I don't text but my phone had a "ringtone" to announce SMS messages that
simply beeped out "sms". I agree that it could have beeped out "GSM 03.41
Short Message Service Cell Broadcast" but "sms" did just as well, much faster.

------
tetha
Is it still a 1-bit interface if you add time to the mix?

Strictly speaking, a 1 bit interface is on or off and nothing else. There is
no timing in there, no blinking or anything. It's 1 or 0.

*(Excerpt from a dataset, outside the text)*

PR #2162, opened 2026-05-28
perf: eliminate sync I/O from agent loop hot paths

HUQIANTAO:
## Summary

Three independent cache layers that together remove redundant synchronous disk reads and deep-cloning from the per-iteration fast path. Each addresses a distinct bottleneck in the agent loop's critical section.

If you add time, you suddenly end up with a discrete or even a real function
which maps time values to 1 bit. That's however a lot more than 1 bit to
encode in total.

If you just think about it, if your device changes state precisely every
second for 128 seconds, the entire communication between you and your device
is 128 bit even though the lamp itself only outputs 1 bit per time. That's not
a 1 bit interface anymore.

------
rcxdude
I've used a hobby brushless motor controller which was configured with a
single button and a single blinking LED forming a kind of menu system. It was
a fiddly process which required reading the manual carefully and a good memory
of what state you were in. Thankfully it's only something which you need to do
once in this case.

------
joezydeco
Laptop 'power' lights convey a couple of different states with a single light.
Besides the typical on/off, there's also the 'sleep' fadeup/fadedown sequence.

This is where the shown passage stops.